● What you should do
When the string "ProcessLeftGroupChar" occurs in a line of the listing below, return that line.
────────────────────────────────────────
PR #185, opened 2019-03-12
Exclude plain text from formula parsing

### LINKED ISSUE #141: _ doesn't render inside \text
default
default

gsomix:
- [x] Implement fix
- [x] Add tests

Closes #141

### DIFF
--- a/src/WpfMath.Tests/ParserTests.fs
+++ b/src/WpfMath.Tests/ParserTests.fs
@@ -51,6 +51,10 @@ let cyrillicText() =
     verifyParseResult @"\text{абв}"
 
 [<Fact>]
+let underscoreText() =
+    verifyParseResult @"\text{_}"
+
+[<Fact>]
 let mathrm() =
     verifyParseResult @"\mathrm{sin}"
 
--- a/src/WpfMath.Tests/ParserTests.fs
+++ b/src/WpfMath.Tests/ParserTests.fs
@@ -55,6 +55,10 @@ let underscoreText() =
     verifyParseResult @"\text{_}"
 
 [<Fact>]
+let commandsInText() =
+    verifyParseResult @"\text{\alpha \beta \unknowncommand}"
+
+[<Fact>]
 let mathrm() =
     verifyParseResult @"\mathrm{sin}"
 
--- a/src/WpfMath/TexFormulaParser.cs
+++ b/src/WpfMath/TexFormulaParser.cs
@@ -247,31 +247,26 @@ namespace WpfMath
             return formula;
         }
 
-        private TexFormula ParseChars(SourceSpan value, string textStyle)
+        private static TexFormula ParseChars(SourceSpan value, string textStyle)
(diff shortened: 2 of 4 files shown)


src/WpfMath/TexFormulaParser.cs
```diff
@@ -247,6 +247,29 @@ private TexFormula Parse(SourceSpan value, ref int position, bool allowClosingDe
             return formula;
         }
 
+        private static TexFormula ParseChars(SourceSpan value, string textStyle)
```
ForNeVeR: Let's find a better name for this. `ParseRawText`? Or maybe even `ConvertRawText`, since we aren't actually parsing anything?

src/WpfMath.Tests/ParserTests.fs
```diff
@@ -50,6 +50,10 @@ let spacesInText() =
 let cyrillicText() =
     verifyParseResult @"\text{абв}"
 
+[<Fact>]
+let underscoreText() =
+    verifyParseResult @"\text{_}"
```
ForNeVeR: Let's add another interesting test here: `\text{\alpha \beta \unknowncommand}`: it will show how the algorithm handles spaces and `\commands` (it should not change them actually).

src/WpfMath/TexFormulaParser.cs
```diff
@@ -247,6 +247,29 @@ private TexFormula Parse(SourceSpan value, ref int position, bool allowClosingDe
...
+        {
+            var localPosition = 0;
+            return ParseChars(value, ref localPosition, textStyle);
+        }
+
+        private static TexFormula ParseChars(SourceSpan value, ref int position, string textStyle)
```
ForNeVeR: Having that said, I think that this overload is redundant.

We'll never want to pass `ref int position` to `ConvertRawText`, because nobody should care about the extracted position from the text; it will always convert the text completely, so `position` will always point to the `value` end in the source text.

So, let's merge these overloads and get rid of `ref int position`?

src/WpfMath/TexFormulaParser.cs
```diff
@@ -487,10 +510,21 @@ private static SourceSpan ReadElement(SourceSpan value, ref int position)
...
+                switch (command)
+                {
+                    case TexUtilities.TextStyleName:
+                        styledFormula = ParseChars(ReadElement(value, ref position), command);
+                        break;
+                    default:
+                        styledFormula = Parse(ReadElement(value, ref position), command);
+                        break;
+                }
+
```
ForNeVeR: Are you sure we want `switch` here? Looks like it won't ever be expanded to cover any other commands? I'd use ternary expression.
```suggestion
var styledFormula = command == TexUtilities.TextStyleName
    ? ParseChars(ReadElement(value, ref position), command)
    : Parse(ReadElement(value, ref position), command);
```

gsomix:
Done!

PR #434, opened 2023-08-09
Internal refactoring - little nudge towards immutable code

Lehonti:
This is a nudge towards immutability, which gives us greater piece of mind when coding.

In `XamlMath.Shared` there are methods that create mappings and lists to be looked up. These methods usually return arrays or lists that expose the `IList<T>` interface.

Where possible, the methods were made to return `IReadOnlyList<T>` or `IEnumerable<T>` instead. This makes their intent clearer (they are not to be modified, just used for lookup).

Similarly, some methods that return `IDictionary<TKey,TValue>` were made to return `IReadOnlyDictionary<TKey,TValue>`.

The types of the fields that store these lists or mappings were changed accordingly.

`internal` classes involved were `sealed`.

No changes to the public API.


ForNeVeR (approved):
Yup, that's good!

PR #435, opened 2023-08-10
Extracted calculations in `HtmlColorParser.ParseSingleComponent` into independent methods

Lehonti:
I think it's more readable this way


ForNeVeR (approved):
Yep, looks better than before. Thanks!

PR #436, opened 2023-08-10
Sealed classes that _only_ have `private` constructor/s

Lehonti:
And I know that I formally broke API compatibility again :) but there's no way to inherit from these classes if the constructor is `private`


ForNeVeR (approved):
Thanks!

PR #437, opened 2023-08-12
Extracted method in `GeometryElementRenderer`

Lehonti:
Now you can apply a single transformation _or_ multiple transformations


ForNeVeR (approved):
Thanks!

PR #440, opened 2023-08-12
Moved initialization of typeface in `WpfSystemFont` into its own method, so that constructor is more concise

Lehonti:


ForNeVeR (approved):
Thanks!

Issue #29, opened 2017-02-19
Remove usage of ref parameters from the parser


ForNeVeR:
Current parser is messy a bit:  it uses `ref` parameters all the way. We need to refactor it and replace that with some alternate architecture that'll be easier to follow.

PR #442, opened 2023-08-12
Extracted method for parsing left group char in `TexFormulaParser`

Lehonti:
I see that this parser is mutation-based...In the future I'd like to make it more immutable, more functional, and more generation-based. This is a step in that direction (although I don't think that's obvious right now). Thankfully all methods are private so refactoring is easier

### DIFF
--- a/src/XamlMath.Shared/TexFormulaParser.cs
+++ b/src/XamlMath.Shared/TexFormulaParser.cs
@@ -248,16 +248,13 @@ namespace XamlMath
                 }
                 else if (ch == leftGroupChar)
                 {
-                    var groupValue = ReadElement(value, ref position);
-                    var parsedGroup = Parse(groupValue, textStyle, environment.CreateChildEnvironment());
-                    var innerGroupAtom = parsedGroup.RootAtom ?? new RowAtom(groupValue);
-                    var groupAtom = new TypedAtom(
-                        innerGroupAtom.Source,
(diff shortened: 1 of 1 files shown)


ForNeVeR:
> I see that this parser is mutation-based...In the future I'd like to make it more immutable, more functional, and more generation-based.

We even have an issue about that: #29

src/XamlMath.Shared/TexFormulaParser.cs
```diff
@@ -296,6 +293,20 @@ internal TexFormula Parse(SourceSpan value, string? textStyle, ICommandEnvironme
             return formula;
         }
 
+        private void ProcessLeftGroupChar(SourceSpan value, ref int position, string textStyle, ICommandEnvironment environment, TexFormula formula, int initialPosition)
```
ForNeVeR, line 296:
```suggestion
        private void ProcessLeftGroupChar(SourceSpan value, ref int position, string? textStyle, ICommandEnvironment environment, TexFormula formula, int initialPosition)
```

Remember the compiler warnings and that `textStyle` is nullable.

ForNeVeR (changes requested):
Other than a minor issue, LGTM!

Lehonti:
No problem, I accepted your suggestions :)

ForNeVeR (approved):
Thanks!

PR #445, opened 2023-08-26
Made singleton `Instance`s `readonly`

Lehonti:
I know that this formally breaks the API, but it doesn't make sense to re-assign those static fields, and also they don't have any internal state, so nothing should break


ForNeVeR (approved):
Thanks!

PR #446, opened 2023-08-26
Sealed more exception classes

Lehonti:
Also, in the particular case of these exceptions, not only does it not make sense to inherit from them, but their constructors are `internal`, so there already wasn't any way of inheriting from them


ForNeVeR (approved):
Thanks!

PR #457, opened 2023-09-05
`WpfMath.Converters.SVGConverter` now enumerates resulting strings with `yield return` instead of adding to `StringBuilder`

Lehonti:
Also, I'm not sure why `m_nestedLevel` is needed, so I commented it out, but the code is still there if it's needed

### DIFF
--- a/src/WpfMath/Converters/SVGConverter.cs
+++ b/src/WpfMath/Converters/SVGConverter.cs
@@ -1,49 +1,50 @@
 using System;
+using System.Collections.Generic;
 using System.Diagnostics;
 using System.Globalization;
-using System.Text;
 using System.Windows.Media;
 
 namespace WpfMath.Converters;
 
 public class SVGConverter
 {
-    private int m_nestedLevel = 0;
+    //private int m_nestedLevel = 0;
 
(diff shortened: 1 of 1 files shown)


src/WpfMath/Converters/SVGConverter.cs
```diff
@@ -1,49 +1,50 @@
...
 using System.Globalization;
-using System.Text;
 using System.Windows.Media;
 
 namespace WpfMath.Converters;
 
 public class SVGConverter
 {
-    private int m_nestedLevel = 0;
+    //private int m_nestedLevel = 0;
```
ForNeVeR, line 11: Meh, it was never used, let's just drop it.

ForNeVeR (changes requested):
A bit of minor issues, everything else LGTM!

src/WpfMath/Converters/SVGConverter.cs
Lehonti: Perfect, I just dropped it :) now let's just wait for the builds to finish :)

ForNeVeR (approved):
Great, thanks!

PR #461, opened 2023-09-26
Shortened `new()` expressions in several places

Lehonti:
The purpose is twofold: being more concise and reduce repetition.

Also, improved `null` checks in `Equals` methods of `SourceSpan`


ForNeVeR (approved):
Thanks!

PR #462, opened 2023-09-26
Removed unnecessary dictionary lookup

Lehonti:
Notice that the exact same value is being fetched just a line below that


Lehonti:
I will do this change in another pull request

PR #463, opened 2023-09-26
Converted `string.Format` to interpolated string

Lehonti:
Also, removed unnecessary dictionary lookup in `DefaultTexFontParser.cs`, in `GetDefaultTextStyleMappings()`. Notice that the variable just below the one that was deleted accesses the exact same value.


ForNeVeR (approved):
Thanks!

PR #464, opened 2023-09-27
In `TexPredefinedFormulaSettingsParser`, methods `GetSymbolMappings` and `GetDelimiterMappings` were refactored and they now share the same mechanism.

Lehonti:
The ugly `AddToMap()` method was removed and it was replaced with a generative approach


ForNeVeR (approved):
Thanks!

PR #466, opened 2023-09-27
Inside `MainViewModel.Export()`, exception handling was made using a more specific exception type

Lehonti:
This helps us get rid of the awkward variable assignment inside the `try` block, and we can just assign the variable directly

### DIFF
--- a/src/WpfMath.Example/MainViewModel.cs
+++ b/src/WpfMath.Example/MainViewModel.cs
@@ -110,14 +110,14 @@ public sealed class MainViewModel : INotifyPropertyChanged
 
     private void Export()
     {
-        // Choose file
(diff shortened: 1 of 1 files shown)


ForNeVeR (changes requested):
I recommend considering updating this approach.

Before this, any exceptions other than `TexParseException` would be caught by our handler, but now they aren't.

I believe it's a good practice to call everything (since we know exceptions of other types may be thrown), both for the purposes of example and for practical purposes (for easier debug in example app).

Let's consider specific handling for `TexParseException` while still keeping general exception handling as well?

For example, we may just add a simple annotation like `var message = ex is TexParseException ? $"Parse exception: {ex.Message}" : ex.Message`.

What do you think?

Lehonti:
Sure, we can do that. See if you like the updated version better

ForNeVeR (approved):
Thanks! Yep, I like this better.

PR #468, opened 2023-09-28
Split `BigOperatorAtom.CreateBoxCore` into smaller methods

Lehonti:
I think the original method is long and chaotic. Hopefully this can help improve it, even if it's not yet perfect

### DIFF
--- a/src/XamlMath.Shared/Atoms/BigOperatorAtom.cs
+++ b/src/XamlMath.Shared/Atoms/BigOperatorAtom.cs
@@ -1,5 +1,6 @@
 using System;
 using XamlMath.Boxes;
+using XamlMath.Fonts;
 
 namespace XamlMath.Atoms;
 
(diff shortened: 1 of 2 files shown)


src/XamlMath.Shared/Atoms/BigOperatorAtom.cs
```diff
@@ -23,91 +24,130 @@ private static Box ChangeWidth(Box box, double maxWidth)
...
+    }
+
+    private readonly record struct BoxForBaseAtom(Box BaseBox, double Delta)
+    {
+        internal BoxForBaseAtom AdjustedToMaxWidth(double maxWidth) =>
+            this with { BaseBox = ChangeWidth(BaseBox, maxWidth) };
+    }
+    private BoxForBaseAtom CreateBoxForBaseAtom(TexEnvironment environment)
+    {
+        if (BaseAtom is not SymbolAtom symbolAtom || BaseAtom.Type != TexAtomType.BigOperator)
```
ForNeVeR, line 126: _(Minor)_ I'd prefer these branches to be reversed. It is kinda hard to read the inverse condition, while the original "what to do if the base atom is a symbol atom and has a type of `BigOperator`) has lower cognitive load IMO.

What do you think?

ForNeVeR (changes requested):
Thank you, it indeed became better this way! So far, I only have a minor thing to discuss.

src/XamlMath.Shared/Atoms/BigOperatorAtom.cs
Lehonti: I must have done that as an intermediate step in some refactoring and then forgotten about it :) but yeah, I agree, inverted logic (i.e. `is not` and `!=`) may be harder to understand. I've now applied your suggestion

ForNeVeR (approved):
Thanks!

PR #469, opened 2023-09-28
Extracted some logic from `FractionAtom.CreateBoxCore` into its own methods

Lehonti:
I think the original method is long and chaotic. Hopefully this can help improve it, even if it's not yet perfect


ForNeVeR (approved):
Thanks!

PR #471, opened 2023-10-04
Extracted calculation of values to be rendered from `OverUnderBox.CreateRenderChoices` into its own method, for a more generative approach

Lehonti:


ForNeVeR (approved):
Thanks!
────────────────────────────────────────
● Solution to the problem
+        private void ProcessLeftGroupChar(SourceSpan value, ref int position, string textStyle, ICommandEnvironment environment, TexFormula formula, int initialPosition)
        private void ProcessLeftGroupChar(SourceSpan value, ref int position, string? textStyle, ICommandEnvironment environment, TexFormula formula, int initialPosition)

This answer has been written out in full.